Australian insurers and agencies are rapidly upgrading the technology that sits between underwriters and brokers - and the past 12 months have delivered some tangible proof points that the change is more than hype.
IAG, for example, launched PolicyPlace, a new digital quoting and binding platform for its intermediated business, describing it as part of a two-year, $180 million technology transformation. The initial release was tied to a CGU commercial property product called Padlock, with IAG stating that all new business quotes for Padlock would be transacted on the new platform.
Suncorp, meanwhile, has pointed to momentum in connecting large broker partners to VeroEdge, its intermediated business insurance policy platform - and signalled more broker connections are due in FY26.
And it’s not just the majors. Specialist players are also leaning hard into broker-facing tech. Cyber underwriting agency Emergence has said it launched a new website with a dedicated Broker Hub and Resource Centre, alongside an API solution aimed at integrating with broker systems for faster quote/bind/document issuance. Clover has positioned its OnePatch platform as a broker-centric, automated underwriting engine, claiming more than 95% of quotes are handled without manual intervention.
The direction of travel is clear: insurers and underwriters want faster digital trading and more straight-through processing. Brokers, however, are increasingly asking a sharper question: who is actually doing the work that makes these platforms run?
For Shane Brady (pictured), director of Stone Lane Broking & Risk Advisory, the biggest shift is not that technology is suddenly doing the “broker job”. It’s that it is rearranging the work and, in doing so, shifting where brokers must prove their worth.
“AI will reshape the workflow, but I firmly believe it doesn’t replace good brokers. It simply changes where broker value sits,” said Brady.
In practice, Brady says the real gains are emerging in workflow automation: using systems and processes that reduce rework, triage inbound matters and stop the business from being “busy” without being scalable. The prize, in his view, is capacity - freeing experienced people to spend more time on advice quality, negotiation, complex placement and relationship management, instead of drowning in repeatable tasks.
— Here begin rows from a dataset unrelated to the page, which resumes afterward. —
PR #142, opened 2020-03-17
Display service client status (with dummy data)

loneil:
# Description
Put in the structure to display KeyCloak client status
This uses hard coded dummy data to get the spec and scaffold and UI in. Next PR will include backend impl and UTs.

Hard coded to only have (fake) client data for WORG and MSSC in this impl.

Can just review code and test it out fuller on the next PR.

## Checklist

### DIFF
--- a/app/frontend/src/components/ApplicationList.vue
+++ b/app/frontend/src/components/ApplicationList.vue
@@ -31,9 +31,18 @@
                   transition="scale-transition"
                 >
                   <p>
-                    Dev: Not
-                    <br />Test: real
-                    <br />Prod: data
+                    Dev:
+                    <span
+                      :class="acr.devStatus ? 'green--text' : ''"
+                    >{{acr.devStatus ? clientExistsText : clientNotExistsText}}</span>
+                    <br />Test:
+                    <span
+                      :class="acr.testStatus ? 'green--text' : ''"
+                    >{{acr.testStatus ? clientExistsText : clientNotExistsText}}</span>
+                    <br />Prod:
+                    <span
+                      :class="acr.prodStatus ? 'green--text' : ''"
+                    >{{acr.prodStatus ? clientExistsText : clientNotExistsText}}</span>
                   </p>
                 </v-skeleton-loader>
               </div>
@@ -52,18 +61,23 @@ export default {
   name: 'ApplicationList',
   data: () => ({
     // TEMP for testing skeletons
-    waiting: true
+    waiting: true,
+    clientExistsText: 'Available',
+    clientNotExistsText: 'Not Available'
   }),
   computed: {
     ...mapGetters('user', ['acronyms'])
   },
   methods: {
-    ...mapActions('user', ['getUserAcronyms'])
+    ...mapActions('user', ['getUserAcronyms', 'fillInAcronymClientStatus'])
   },
-  mounted() {
-    this.getUserAcronyms();
-    // TEMP for testing skeletons
-    setTimeout(() => (this.waiting = false), 1000);
+  async mounted() {
+    //TODO: consider moving getUserAcronyms to on login instead of this component
+    await this.getUserAcronyms();
+
+    this.waiting = true;
+    await this.fillInAcronymClientStatus();
+    this.waiting = false;
   }
 };
 </script>
--- a/app/frontend/src/components/ApplicationList.vue
+++ b/app/frontend/src/components/ApplicationList.vue
@@ -30,20 +30,7 @@
                   :loading="waiting"
                   transition="scale-transition"
                 >
-                  <p>
-                    Dev:
-                    <span
-                      :class="acr.devStatus ? 'green--text' : ''"
-                    >{{acr.devStatus ? clientExistsText : clientNotExistsText}}</span>
-                    <br />Test:
-                    <span
-                      :class="acr.testStatus ? 'green--text' : ''"
-                    >{{acr.testStatus ? clientExistsText : clientNotExistsText}}</span>
-                    <br />Prod:
-                    <span
-                      :class="acr.prodStatus ? 'green--text' : ''"
-                    >{{acr.prodStatus ? clientExistsText : clientNotExistsText}}</span>
-                  </p>
+                  <p v-html="setClientTexts(acr)" />
                 </v-skeleton-loader>
               </div>
             </div>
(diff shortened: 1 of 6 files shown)


bcgov-nr-csst:
SonarQube Analysis: https://sonarqube-k8vopl-tools.pathfinder.gov.bc.ca/dashboard?id=nr-get-token-pr-142

app/frontend/src/components/ApplicationList.vue
```diff
@@ -52,18 +61,23 @@ export default {
   name: 'ApplicationList',
   data: () => ({
     // TEMP for testing skeletons
-    waiting: true
+    waiting: true,
+    clientExistsText: 'Available',
+    clientNotExistsText: 'Not Available'
```
jujaga: Extending on the above comment... we could consider just making this a computed instead and pass in a boolean. Data usually implies it needs to be permuted, but the information stored in those fields are not.

app/frontend/src/components/ApplicationList.vue
```diff
@@ -52,18 +61,23 @@ export default {
...
   methods: {
-    ...mapActions('user', ['getUserAcronyms'])
+    ...mapActions('user', ['getUserAcronyms', 'fillInAcronymClientStatus'])
   },
-  mounted() {
-    this.getUserAcronyms();
-    // TEMP for testing skeletons
-    setTimeout(() => (this.waiting = false), 1000);
+  async mounted() {
+    //TODO: consider moving getUserAcronyms to on login instead of this component
```
jujaga: If it's done on "login", that means this needs to be executed on the App.vue level or even higher up (main.js). There's benefits and drawbacks of making the call earlier in the lifecycle.

app/frontend/src/store/modules/user.js
```diff
@@ -37,6 +53,21 @@ export default {
...
+    },
+    /**
+     * @function fillInAcronymClientStatus
+     * Fetch the service clients for the acronyms the user has
+     * @param {object} context The store context
+     */
+    async fillInAcronymClientStatus(context) {
+      try {
+        const response = await UserService.getServiceClients(
+          Vue.prototype.$keycloak.subject
```
jujaga: This may not be safe to call yet without the prerequisite keycloak ready and authenticated checks. Will have to investigate with the authentication abstraction refactor.

app/src/routes/v1/users.js
```diff
@@ -28,4 +28,28 @@ usersRouter.get('/:keycloakId/acronyms', [
   }
 });
 
+/** Returns acronym service clients associated with a user */
+usersRouter.get('/:keycloakId/acronyms/clients', [
+  param('keycloakId', 'Must be a valid UUID')
+    .exists().custom(value => validator.isUUID(value))
```
jujaga: We actually don't want the .exists() as it will cause a double report in the errors array.

app/frontend/src/components/ApplicationList.vue
loneil: Yes that's one of the discussion points for tomorrow.

app/frontend/src/store/modules/user.js
loneil: Indeed, didn't want to do that multi-property check. We'll refactor it a bit after discussion tomorrow.

app/frontend/src/components/ApplicationList.vue
```diff
@@ -31,9 +31,18 @@
...
+                      :class="acr.devStatus ? 'green--text' : ''"
+                    >{{acr.devStatus ? clientExistsText : clientNotExistsText}}</span>
+                    <br />Test:
+                    <span
+                      :class="acr.testStatus ? 'green--text' : ''"
+                    >{{acr.testStatus ? clientExistsText : clientNotExistsText}}</span>
+                    <br />Prod:
+                    <span
+                      :class="acr.prodStatus ? 'green--text' : ''"
+                    >{{acr.prodStatus ? clientExistsText : clientNotExistsText}}</span>
```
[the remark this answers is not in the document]
loneil: Had the same thought. Thanks for confirming, will do.

app/frontend/src/components/ApplicationList.vue
loneil: I'll see how it shakes out with refactoring to a method. This text is specific to how the component displays the boolean condition from the store's object, so I considered it component-specific data...
But may change after the above

app/src/routes/v1/users.js
loneil: kk

app/frontend/src/store/modules/user.js
loneil: Will leave this and revisit with Jeremy after auth state changes.

app/frontend/src/components/ApplicationList.vue
loneil: Will leave this and revisit with Jeremy after auth state changes.

bcgov-nr-csst:
SonarQube Analysis: https://sonarqube-k8vopl-tools.pathfinder.gov.bc.ca/dashboard?id=nr-get-token-pr-142

app/frontend/src/store/modules/user.js
```diff
@@ -14,6 +14,22 @@ export default {
...
         state.acronyms = acronyms;
       }
+    },
+    setAcronymClientStatus: (state, clientsForUser) => {
+      if (Array.isArray(clientsForUser) && clientsForUser.length) {
+        state.acronyms.forEach(acr => {
+          const clientSet = clientsForUser.find(client => client.acronym === acr.acronym);
+          acr.devStatus = (clientSet && clientSet.dev && clientSet.dev.enabled) ? true : false;
+          acr.testStatus = (clientSet && clientSet.test && clientSet.test.enabled) ? true : false;
+          acr.prodStatus = (clientSet && clientSet.prod && clientSet.prod.enabled) ? true : false;
```
jujaga: All of these lines don't need a ternary - you can just do the following and it'll be the same:
`acr.devStatus = clientSet && clientSet.dev && clientSet.dev.enabled`

loneil: Yes right, had left that in from when I was doing text.

app/frontend/src/store/modules/user.js
jujaga: Will be using vuex lazy loading on view level to address on-demand loading.

app/frontend/src/components/ApplicationList.vue
jujaga: Will be using vuex lazy loading on view level to address on-demand loading.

He expects automation to progressively strip out low-value manual steps: re-entering data already held on file, reminders and chasing, basic endorsements, routine certificate requests and “surface-level” comparisons. He also sees AI becoming useful in the background - sorting and routing emails, extracting key information from documents, and flagging what’s missing before a submission is even sent.
But he’s emphatic about the line that won’t move: judgement. The hardest part of broking - interpreting the client’s risk, advocating in a negotiation, and landing cover that truly responds in a claim - is not a simple pattern-recognition exercise.
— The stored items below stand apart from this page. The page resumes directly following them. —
PR #2643, opened 2020-02-27
reverted renderer process reuse to false

IAmMorrow:
Electron's allowRendererProcessReuse flag got its default value (false) deprecated in the V8. Turning it to true seems to change a lot of low level behaviors. As it doesn't really benefit us at the moment, I propose we turn it false (that will get rid of the deprecation warnings) and reconsider turning it on after the release.


gre:
we discussed and i agree it's safer to go back to this settings. it should be safe to do this and we'll test more in the next days.

PR #2644, opened 2020-02-27
Fix: The date on the tooltip on the price chart is one day off

LukeSugiura:
### Outcome

Screen Shot 2020-02-27 at 12 04 46 PM

### DIFF
--- a/src/renderer/components/Chart2/index.js
+++ b/src/renderer/components/Chart2/index.js
@@ -37,6 +37,7 @@ import React, { useRef, useLayoutEffect, useState, useMemo } from "react";
 import ChartJs from "chart.js";
 import styled from "styled-components";
 import Color from "color";
+import moment from "moment";
 
 import useTheme from "~/renderer/hooks/useTheme";
 import Tooltip from "./Tooltip";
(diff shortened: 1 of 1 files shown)


valpinkman:
Graph is broken:

CleanShot 2020-02-27 at 16 17 15

src/renderer/components/Chart2/index.js
```diff
@@ -115,28 +125,6 @@ const Chart = ({ height, data, color, renderTickY, renderTooltip, valueKey = "va
         display: false,
       },
       scales: {
-        xAxes: [
```
valpinkman: why remove this ?

src/renderer/components/Chart2/index.js
```diff
@@ -67,7 +67,15 @@ const ChartContainer: ThemedComponent<{}> = styled.div.attrs(({ height }) => ({
...
 
-const Chart = ({ height, data, color, renderTickY, renderTooltip, valueKey = "value" }: Props) => {
+const Chart = ({
+  height,
+  data,
+  color,
+  renderTickY,
+  renderTooltip,
+  valueKey = "value",
+  dateFormat = "MMM D",
```
juan-cortes: Where is this used?

LukeSugiura: Good question. I was wondering too. I saw it exists in Prop type but no component uses this prop. I'm just gonna delete it for now.

juan-cortes:
I'd say squash them all together and we're good 😕

PR #2647, opened 2020-02-27
(Managerv2): updated completion label

LFBarreto:
Manager v2

After a completed update the update list now shows an updated label

### Type

UI Polish

After a series of updates you should see a updated label on the succesfully updated apps

Make sure this label only shows in that case.


gre:
reminder to not double ✔️ approve from devs please, so we can make sure we need 1 dev approval and 1 qa approval.

if you want in future you can just comment :)

we need a @github feature to define groups in future 🙏

PR #2648, opened 2020-02-27
[Mac] Fix notarization failing for Apple IDs with more than 1 provider

MortalKastor:
As pointed out by @valpinkman, `yarn release` will fail on Mac at the notarization part if the Apple ID used is a member of multiple teams or organizations.

This fix that by hardcoding the provider to use Ledger's one (which, for historical reasons, has `EpicDreamSAS` as a shortname. It's _totally_ not a hack attempt on my part, promise 😇)

### Type

Bug Fix

Doing in a release.
On Valentin's Mac.


valpinkman:
🔥

PR #2650, opened 2020-02-27
fixed lock timeout

IAmMorrow:
fixed lock issues by making it simpler


LFBarreto:
Tested it works as intended :+1: 
@IAmMorrow  @gre I made a PR over this branch to implement a LockGuard component that should disable lock capabilities at critical points such as updates in manager 
https://github.com/IAmMorrow/ledger-live-desktop/pull/1

PR #2653, opened 2020-02-28
(DeviceAction): disconnect glitch after opening app

LFBarreto:
**DeviceAction**

Added .5s extra debounce when device disconnect after opening an app.

### Type
Bug Fix

Device connection modals and manager as well
It should not have side effect since this just adds extra debounce time on reducer state change in case of device disconnection.

try adding an account select the app.
connect your device following the instructions and check if after opening the app the modal goes to step 3 instead of showing the "connect your device animation"

### DIFF
--- a/src/renderer/components/DeviceAction/actions/app.js
+++ b/src/renderer/components/DeviceAction/actions/app.js
@@ -195,6 +195,10 @@ const useHook = (device: ?Device, appRequest: AppRequest): AppState => {
             // no debounce for allow event
             return empty();
           }
+          if (!s.device) {
+            // extra debounce for the disconnect event
+            return interval(2000);
+          }
           // default debounce (to be tweak)
           return interval(1500);
         }),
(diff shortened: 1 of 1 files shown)


src/renderer/components/DeviceAction/actions/app.js
```diff
@@ -195,6 +195,10 @@ const useHook = (device: ?Device, appRequest: AppRequest): AppState => {
             // no debounce for allow event
             return empty();
           }
+          if (!s.device) {
+            // extra debounce for the disconnect event
+            return interval(2000);
+          }
           // default debounce (to be tweak)
           return interval(1500);
```
gre: just change the 1500 to 2000 I think ?

LFBarreto: To me all this debouncing is a bit hacky to begin with i dont get why we receive a device disconnection after opening an app in the first place.

generalizing the debounce just worsen responsiveness on all other actions but we can set it at 2s all the time if you want.

gre: I agree that the hardware is hacky. it disconnect and reconnect when you enter an app. so yeah we have no other choices but to debouce this to not have the user seeing it.

LFBarreto: just set it by default to 2s :+1:

gre:
this is safe enough to merge.

PR #2654, opened 2020-02-28
make export operation work + remove fs from renderer

valpinkman:
Export operations was not working anymore

Removed FS calls from renderer and fix the export operations button

### Type

Fix

### Context

@gre 

Settings => Accounts => Export Operations


valpinkman:
OK on it @nabil-brn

Brady’s second point is more confronting for insurers: brokers may welcome quicker quotes and better visibility, but they’re wary of “efficiency” that simply relocates administration.
“We inherently take on the lion’s share of admin tasks and data input without much benefit,” he said.
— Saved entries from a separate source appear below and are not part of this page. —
PR #2657, opened 2020-02-28
do not show success if you cancel the save file dialog

valpinkman:
### Type

Fix

### DIFF
--- a/src/main/setup.js
+++ b/src/main/setup.js
@@ -34,9 +34,17 @@ ipcMain.handle("save-logs", async (event, path: { canceled: boolean, filePath: s
 ipcMain.handle(
   "export-operations",
   async (event, path: { canceled: boolean, filePath: string }, csv: string) => {
-    Promise.resolve().then(
-      () => !path.canceled && path.filePath && csv && fsWriteFile(path.filePath, csv),
-    );
+    try {
+      if (!path.canceled && path.filePath && csv) {
+        await fsWriteFile(path.filePath, csv);
+      }
+
+      if (path.canceled) {
+        throw new Error("canceled");
+      }
+    } catch (error) {
+      throw new Error("canceled");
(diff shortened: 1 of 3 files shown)


src/renderer/modals/ExportOperations/index.js
```diff
@@ -137,7 +139,7 @@ class ExportOperations extends PureComponent<Props, State> {
             ) : (
               <Box>
                 <IconWrapperCircle>
-                  <IconDownloadCloud />
+                  <IconDownloadCloud size={42} />
```
nabil-brn: #### Icon size
30px seems to be the correct ratio box/svg

```suggestion
                  <IconDownloadCloud size={30} />
```

#### Export operation
Error thrown when canceling the operation
```
Error occurred in handler for 'export-operations': Error: canceled
    at eval (webpack-internal:///./src/main/setup.js:44:11)
    at electron/js2c/browser_init.js:5822:52
    at WebContents.<anonymous> (electron/js2c/browser_init.js:3851:42)
    at WebContents.emit (events.js:210:5)
```

---
2b7244d7 (HEAD -> fix/export-operations-csv-fixes, val/fix/export-operations-csv-fixes) do not show success if you cancel the save file dialog

src/main/setup.js
```diff
@@ -33,10 +33,21 @@ ipcMain.handle("save-logs", async (event, path: { canceled: boolean, filePath: s
...
+      if (!path.canceled && path.filePath && csv) {
+        await fsWriteFile(path.filePath, csv);
+        return true;
+      }
+
+      if (path.canceled) {
+        return false;
+      }
+
+      return false;
```
MortalKastor:
```suggestion
```

This part has no use ("if canceled return false, otherwise return false, then return false" 🤔)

In Brady’s telling, insurer portals can be genuinely helpful for standard risks and status visibility matters. The problem is duplication: brokers often still have to gather, cleanse and structure the same information — then re-key it into multiple insurer systems that don’t talk to each other.
That’s why Brady keeps coming back to connectivity. The next phase of broker tech, he argued, won’t be won by who has the slickest portal screen. It will be won by who eliminates double-handling: pre-fill, system-to-system integration, and the ability for broker workflows to connect directly into insurer workflows without creating a second administrative job.
The subtext for insurers is strategic. If brokers increasingly experience “AI adoption” as a cost shift - more fields, more compulsory data, more portals - then the industry risks undermining the very distribution partners it relies on for advice-led placement and long-tail client relationships. Technology is changing broking. But Brady’s message is that the winners won’t be those who digitise the most steps - they’ll be those who digitise the right steps and leave brokers to do the work that only brokers can do.